Yeah, he talks about the Eagle Mountain area before it had houses on it. The tips at the start are spot on though and most of the spots are still good.


----------



## swbuckmaster

phorisc said:


> ahh thats good to know...so you would have to do some archery coyote hunting


Ah did you not read my post. he's incorrect


----------



## ridgetop

swbuckmaster said:


> Ah did you not read my post. he's incorrect


I killed a huge yote up there by Mill D a few years ago with my shotgun.


----------



## AKfisher

longbow said:


> You and a buddy should go out into the west desert one night and stop every so often and howl. Once you get a howl, stop howling and move on. Mark the spots on a map/gps where you heard the howls and come back in the daylight.

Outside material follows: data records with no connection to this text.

PR #5507, opened 2023-10-13
Remove course template from user page and user talk page when user disenrolls

### LINKED ISSUE #2842: Removing a course participant doesn't cause template to be removed from wiki

gabina:
## What this PR does
The purpose of this PR is to add a way to remove course templates from user page and user talk page when user gets dis-enrolled from a specific course.

When a user enrolls in a course, a template pointing to the course is added to the user page and the user talk page (example user page with participating template: https://en.wikipedia.org/wiki/User:Jfitz19)

This PR adds a new `DisenrollFromCourseWorker` worker to remove course templates from user page and user talk page. It basically "reverts" what the `EnrollInCourseWorker` does (except for the user's sandbox action).

Now, when a user gets removed from a course, the `EnrollmentController#remove` schedules a job for the  `DisenrollFromCourseWorker` to remove the participating templates from user page and user talk page.

Closes #2842

### DIFF
--- a/app/controllers/users/enrollment_controller.rb
+++ b/app/controllers/users/enrollment_controller.rb
@@ -119,11 +119,17 @@ class Users::EnrollmentController < ApplicationController
       return
     end
 
-    remove_assignment_templates
+    remove_assignment_and_enrollment_templates
+
     @course_user.destroy # destroying the course_user also destroys associated Assignments.
 
     render 'users', formats: :json
     update_course_page_and_assignment_talk_templates
+  end
+
+  def remove_assignment_and_enrollment_templates
+    remove_assignment_templates
+    make_disenrollment_edits
   end
 
   # If the user has Assignments, update article talk pages to remove them from
@@ -134,6 +140,15 @@ class Users::EnrollmentController < ApplicationController
       WikiCourseEdits.new(action: :remove_assignment, course: @course,
                           current_user:, assignment:)
     end
+  end
+
+  # Remove enrollment templates from user page and user talk page.
+  def make_disenrollment_edits
+    return unless student_role?
+    # for students only, remove templates from userpage and user talk page
+    DisenrollFromCourseWorker.schedule_edits(course: @course,
+                                             editing_user: current_user,
+                                             disenrolling_user: @user)
   end
 
   ##################
--- a/app/controllers/users/enrollment_controller.rb
+++ b/app/controllers/users/enrollment_controller.rb
@@ -104,22 +104,12 @@ class Users::EnrollmentController < ApplicationController
   def remove
     set_course_and_user
     return if @user.nil?
-    # For events controlled by Event Center, only non-student roles
-    # can be changed on the Dashboard. Student role is handled
-    # via WikimediaEventCenterController.
-    if @course.controlled_by_event_center? && student_role?
-      render json: { message: I18n.t('courses.controlled_by_event_center') }, status: :unauthorized
-      return
-    end
 
-    @course_user = CoursesUsers.find_by(user: @user, course: @course,
-                                        role: enroll_params[:role])
-    if @course_user.nil? # This will happen if the user was already removed.
-      render 'users', formats: :json
-      return
-    end
+    ensure_role_is_authorized { return }
+    ensure_course_user_exists { return }
 
-    remove_assignment_and_enrollment_templates
+    remove_assignment_templates
+    make_disenrollment_edits
 
     @course_user.destroy # destroying the course_user also destroys associated Assignments.
 
@@ -127,9 +117,21 @@ class Users::EnrollmentController < ApplicationController
     update_course_page_and_assignment_talk_templates
   end
 
-  def remove_assignment_and_enrollment_templates
-    remove_assignment_templates
-    make_disenrollment_edits
+  # For events controlled by Event Center, only non-student roles
+  # can be changed on the Dashboard. Student role is handled
+  # via WikimediaEventCenterController.
+  def ensure_role_is_authorized
+    return unless @course.controlled_by_event_center? && student_role?
+    render json: { message: I18n.t('courses.controlled_by_event_center') }, status: :unauthorized
+    yield
+  end
+
+  def ensure_course_user_exists
+    @course_user = CoursesUsers.find_by(user: @user, course: @course,
+                                        role: enroll_params[:role])
+    return unless  @course_user.nil? # This will happen if the user was already removed.
+    render 'users', formats: :json
+    yield
   end
 
   # If the user has Assignments, update article talk pages to remove them from
--- a/lib/wiki_course_edits.rb
+++ b/lib/wiki_course_edits.rb
@@ -188,7 +188,7 @@ class WikiCourseEdits
     # If content to remove does not exist on initial page, then there is nothing
     # to remove
     return unless initial_page_content&.include?(content)
-    new_page_content = initial_page_content.gsub(content, '')
+    new_page_content = initial_page_content.gsub(/#{Regexp.quote(content)}(\n)?/, '')
     @wiki_editor.post_whole_page(@current_user, page_title, new_page_content, summary)
   end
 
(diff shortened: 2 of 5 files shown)


app/controllers/users/enrollment_controller.rb
```diff
@@ -119,13 +119,19 @@ def remove
...
     @course_user.destroy # destroying the course_user also destroys associated Assignments.
 
     render 'users', formats: :json
     update_course_page_and_assignment_talk_templates
   end
 
+  def remove_assignment_and_enrollment_templates
+    remove_assignment_templates
+    make_disenrollment_edits
+  end
```
gabina, line 133: Created this because got an "Method has too many lines" offense from rubocop

lib/wiki_course_edits.rb
```diff
@@ -70,6 +70,25 @@ def enroll_in_course(enrolling_user:)
...
+    user_page = "User:#{@disenrolling_user.username}"
+    summary = generator.disenrollment_summary
+    remove_content_from_page(user_page, template, summary)
+
+    # Remove existing template from the user's talk page
+    talk_template = generator.enrollment_talk_template
+    talk_page = "User_talk:#{disenrolling_user.username}"
+    talk_summary = "removing {{#{template_name(@templates, 'user_talk')}}}"
+    remove_content_from_page(talk_page, talk_template, talk_summary)
+  end
```
gabina, line 90: Sanity check: should I do something with the template in sandbox to revert the `add_template_to_sandbox` action?

app/controllers/users/enrollment_controller.rb
ragesoss: I think a better way to reorganize this code would be to extract some of the setup and guard code at the start of the method. Ideally, the code in a method is at roughly the same level of abstraction, and the most detailed bits are the first ones to extract.

Extracting these two lines does not really make the method any easier to understand, which is the purpose behind that rubocop rule.

lib/wiki_course_edits.rb
ragesoss: I don't think that's necessary, as that's not a place other editors will look to understand the context for the un-enrolled student's edits.

app/controllers/users/enrollment_controller.rb
gabina: Makes sense, I see your point. I tried to do that on 99392335e6128fb183c5a182d25d3c536deb9b7d

lib/wiki_course_edits.rb
gabina: I think I edited the message adding a second question after you answered, so just checking you saw both questions.

gabina:
Note: I was able to enable wiki edits on my local environment, and I reproduced this by adding and then removing my own user to a course. The history of how my user page and user talk page was modified can be check on https://en.wikipedia.org/w/index.php?title=User:Gabinaluz&action=history.

I didn't feel very confident reproducing that for fear of unintentional changes, so I didn't try more than that.

gabina:
CI failed with the following errors:
```
Finished in 31 minutes 9 seconds (files took 12.19 seconds to load)
1825 examples, 4 failures, 17 pending

Failed examples:

rspec ./spec/features/article_finder_spec.rb:17 # article finder performs searches and returns results
rspec ./spec/lib/wiki_pageviews_spec.rb:72 # WikiPageviews.views_for_article for an unviewed article returns an empty hash
rspec ./spec/lib/wiki_pageviews_spec.rb:151 # WikiPageviews.average_views_for_article for an article that does not exist returns 0
rspec ./spec/lib/wiki_pageviews_spec.rb:164 # WikiPageviews.average_views_for_article for an article that exist but has no view data returns 0
```
Will check if something is related to my changes.

ragesoss:
> Note: I was able to enable wiki edits on my local environment, and I reproduced this by adding and then removing my own user to a course. The history of how my user page and user talk page was modified can be check on https://en.wikipedia.org/w/index.php?title=User:Gabinaluz&action=history.
> 
> I didn't feel very confident reproducing that for fear of unintentional changes, so I didn't try more than that.

It looks like the edit summaries were buggy: `User has disenrolled in [[]]`. Do you know why that is?

lib/wiki_course_edits.rb
ragesoss: Ah, I missed the second question. I think yes, checking `enrollment_edits_enabled?` for this action makes sense.

gabina: Added the check and spec for that on 00cf010f45cfc3db2c60db59fc01c3e63189de8f

gabina:
> It looks like the edit summaries were buggy: `User has disenrolled in [[]]`. Do you know why that is?

Oh good point.
The `disenrollment_summary` uses the `course.wiki_title` to build the summary, which needs the `wiki_course_page_enabled?` to return `true` to be other than `nil`. Due to the fact that on my local environment the `submitted` field for the course example was set to 0, `course.wiki_title` ended up being `nil`. I was playing around modifying the settings on my local environment and could get something like:
- User has enrolled in [Project:Outreach_Dashboard/Stanford_Law_School/Advanced_Legal_Research_Winter_2020_(Winter)](https://en.wikipedia.org/w/index.php?title=Wikipedia:Outreach_Dashboard/Stanford_Law_School/Advanced_Legal_Research_Winter_2020_(Winter)&action=edit&redlink=1).
- User has disenrolled in [Project:Outreach_Dashboard/Stanford_Law_School/Advanced_Legal_Research_Winter_2020_(Winter)](https://en.wikipedia.org/w/index.php?title=Wikipedia:Outreach_Dashboard/Stanford_Law_School/Advanced_Legal_Research_Winter_2020_(Winter)&action=edit&redlink=1).

You can check that on https://en.wikipedia.org/w/index.php?title=User:Gabinaluz&action=history
BTW, the site for the course doesn't exist (it was automatically created by my action, but I removed it). 

On the other hand, while taking a look at your point, I noticed a small bug in the disenrollment action, that wasn't caught by the tests. If you [compare the last two versions](https://en.wikipedia.org/w/index.php?title=User%3AGabinaluz&diff=1180488710&oldid=1180488539), you can notice that an extra new line is added when removing the course template, which is wrong. I modified the tests to catch the error, and then fixed it using a regular expression on 48d7a55c38dc2f4b8ac1355cd3c8897254a2110d

lib/wiki_course_edits.rb
```diff
@@ -163,6 +182,16 @@ def add_template_to_sandbox
                            sandbox_template:, current_user: @current_user)
   end
 
+  def remove_content_from_page(page_title, content, summary)
+    initial_page_content = @wiki_api.get_page_content(page_title)
+
+    # If content to remove does not exist on initial page, then there is nothing
+    # to remove
+    return unless initial_page_content&.include?(content)
+    new_page_content = initial_page_content.gsub(/#{Regexp.quote(content)}(\n)?/, '')
```
gabina, line 191: I added an optional new line in the regexp, but maybe we can use just something like `#{Regexp.quote(content)}\n`, as the new line should be always added when writing the course template

ragesoss: I guess the newline should be removed if present, but if there is not a newline, it should still remove the template.

gabina: Makes sense.  Then it looks like using `/#{Regexp.quote(content)}(\n)?/` (as it's now) is the right way. If the new line after the content exists, it will match the content and the new line. If the new line doesn't exist, it will match only the content.

Let me know if there is something for me to review. Otherwise, I understand I already addressed all the suggestions/questions.

gabina:
I sent a request to join to wiki-education organization for Sentry because I cannot see the issue in Sentry

ragesoss:
@gabina that error is definitely not related to your change; I haven't deployed it to Programs & Events Dashboard yet.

Your approach and your setup is very, very important. I've called in coyotes to the cadence of Yankee Doodle Dandy through my call just to prove a point. Don't worry about being a perfect caller,(just yet).
> I wish I knew where you're from or how far you're willing to travel. Maybe I could recommend some spots that I can't hunt anymore. (Alaska's kinda far away)
> 
> P.S. Look for stands of pinion/juniper. For some reason I've had great luck in the trees.


You got some recommendations for AK yotes? I’m new and will take what advice I can get.


----------